Thursday, July 29, 2010
William Eggleston - Mystagogue, From 2 and 1/4, 1999.
An essay by Bruce Wagner....
Do we care for anything but mystery? And does anything matter more than its apprehension? During our days, we try so hard to find and hold it; at night, we find it then can't remember. Though our nights and days begin, unfold and end, soaked in it, we want schedules, agendas, and appointments to give mystery dumb order. A birthday does that. A supermarket. A handgun. A phone book. A driver's permit.
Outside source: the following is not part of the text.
Issue #230, opened 2023-04-04
Detect Java installations from standard folders


mickaelistria:
The use-case is the following:
I have Java 19 installed in standard `/usr/lib/jvm/...` directory and am opening Eclipse IDE hoping to work with Java 19. Then Java 19 doesn't work by default, no compatible runtime is found, classpath entry is unbound.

These form the diary of our days. Bill Eggleston has spent a lifetime composing a different calendar, and in that sense, each of his photographs is a numbered day--our days are numbered--and together, they make a wall calendar of mystery that might hang in the very garages of Mr. Eggleston, in a natty undertaker's suit, might stumble upon midst his meanderings. We can speak of the nature and theory of photography, its philosophy, its formality and offhandedness, the random solemnity and theorem of arbitrary borders and cropped fields; we can even speak of the fabled, magical mundaneness of Mr. Eggleston's cars--some bright, some husks--and merciless, merciless facades, his unapologetic faces and deadpan dogs, his bright-dark trees and monolithic, colored, geomantic vision (colors at once faded and vivid), urban and country. but what do these things tell us, collectively? These sharecropped fields, these flat, sacred landscapes? Are they sorrowful images? Are we already dead, looking at them? Is a radiator of itself a sad thing, sadder still when topped by artificial flowers? No: neither sad nor ironic but rather the thing Mr. Eggleston's itinerant eye fell upon and snagged--there's mystery in what is selected but that isn't our concern--and he feels such tenderness toward those things, those transcendent characters, radiators and false flowers, colloquial signs and ghost cafes, gasoline and soda logos and startled foliage (there's a tree in this calendar that a saint decamped from moments before it was photographed) beneath blue skies. There is more than mere utilitarian mystery in power lines and obsolescent vats. And there are people, too, neither said nor ironic--like everything captured by Mr. Eggleston's expeditionary eye, like everything he sees, they are heartbreaking and indifferent then we are heartbreaking and indifferent, watching them. So we are left with a mirror, and a calendar that is a prayerbook, for a religion we will not join: mystery. We like to think ourselves practicing mystagogues, but we will not abide.
* * *
Not long ago, the photographer was watching the sky at dusk. It was cloudy and there was no moon. A boy beside him asked, 'Mr. Bill? Are there stars always out?' How that moved him! The images in this 2 and 1/4, then, are those small stars. A calendar of psalms dedicated to mystery. They are sad and joyful and indifferent, and will not go away when daylight comes.